| EXERCISE BRIEF |
Reproduce the closing run of lines below verbatim, from the line that contains "private function removeSelfClosingTagsClosingTags($html)" up to and including the final line.

| DATA FOR THE TASK |
PR #651, opened 2019-02-13
[BUGFIX] `AbstractHtmlProcessor`: HTML5 void tags

JakeQZ:
Added support to `AbstractHtmlProcessor` for HTML5 self-closing tags not
recognized as such by PHP’s `DOMDocument` implementation.  In effect this is a
workaround for the issue reported in https://bugs.php.net/bug.php?id=73175.

Affected tags require a self-closing slash in the HTML input to `DOMDocument`
(e.g. `<wbr/>` rather than `<wbr>`), and their invalid corresponding closing tag
(e.g. `</wbr>`) removing from its HTML output.

Follows from discussion in #650.

### DIFF
--- a/src/Emogrifier/HtmlProcessor/AbstractHtmlProcessor.php
+++ b/src/Emogrifier/HtmlProcessor/AbstractHtmlProcessor.php
@@ -26,7 +26,9 @@ abstract class AbstractHtmlProcessor
     /**
      * @var string Regular expression part to match tag names that PHP's DOMDocument implementation is not aware are
      *      self-closing.  These are mostly HTML5 elements, but for completeness <command> (obsolete) and <keygen>
-     *      (deprecated) from the list at https://bugs.php.net/bug.php?id=73175 are also included.
+     *      (deprecated) are also included.
+     *
+     * @see https://bugs.php.net/bug.php?id=73175
      */
     const PHP_UNRECOGNIZED_VOID_TAGNAME_MATCHER = '(?:command|embed|keygen|source|track|wbr)';
 
@@ -81,7 +83,9 @@ abstract class AbstractHtmlProcessor
      */
     public function render()
     {
-        return $this->renderDomDocument();
+        $htmlWithPossibleErroneousClosingTags = $this->domDocument->saveHTML();
+
+        return $this->removeSelfClosingTagsClosingTags($htmlWithPossibleErroneousClosingTags);
     }
 
     /**
@@ -91,25 +95,22 @@ abstract class AbstractHtmlProcessor
      */
     public function renderBodyContent()
     {
-        $bodyNodeHtml = $this->renderDomDocument($this->getBodyElement());
+        $htmlWithPossibleErroneousClosingTags = $this->domDocument->saveHTML($this->getBodyElement());
+        $bodyNodeHtml = $this->removeSelfClosingTagsClosingTags($htmlWithPossibleErroneousClosingTags);
 
         return \str_replace(['<body>', '</body>'], '', $bodyNodeHtml);
     }
 
     /**
-     * Renders the DOMDocument as HTML, eliminating any invalid closing tags for void elements.
+     * Eliminates any invalid closing tags for void elements from the given HTML.
      *
-     * @param \DOMNode|null $node Optional parameter to output a subset of the document.
+     * @param string $html
      *
      * @return string
      */
-    protected function renderDomDocument(\DOMNode $node = null)
+    private function removeSelfClosingTagsClosingTags($html)
     {
-        return \preg_replace(
-            '%</' . static::PHP_UNRECOGNIZED_VOID_TAGNAME_MATCHER . '>%',
-            '',
-            $this->domDocument->saveHTML($node)
-        );
+        return \preg_replace('%</' . static::PHP_UNRECOGNIZED_VOID_TAGNAME_MATCHER . '>%', '', $html);
     }
 
     /**
@@ -170,7 +171,6 @@ abstract class AbstractHtmlProcessor
     private function prepareHtmlForDomConversion($html)
     {
         $htmlWithSelfClosingSlashes = $this->ensurePhpUnrecognizedSelfClosingTagsAreXml($html);
-
         $htmlWithDocumentType = $this->ensureDocumentType($htmlWithSelfClosingSlashes);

| EXPECTED ANSWER |
+    private function removeSelfClosingTagsClosingTags($html)
     {
-        return \preg_replace(
-            '%</' . static::PHP_UNRECOGNIZED_VOID_TAGNAME_MATCHER . '>%',
-            '',
-            $this->domDocument->saveHTML($node)
-        );
+        return \preg_replace('%</' . static::PHP_UNRECOGNIZED_VOID_TAGNAME_MATCHER . '>%', '', $html);
     }
 
     /**
@@ -170,7 +171,6 @@ abstract class AbstractHtmlProcessor
     private function prepareHtmlForDomConversion($html)
     {
         $htmlWithSelfClosingSlashes = $this->ensurePhpUnrecognizedSelfClosingTagsAreXml($html);
-
         $htmlWithDocumentType = $this->ensureDocumentType($htmlWithSelfClosingSlashes);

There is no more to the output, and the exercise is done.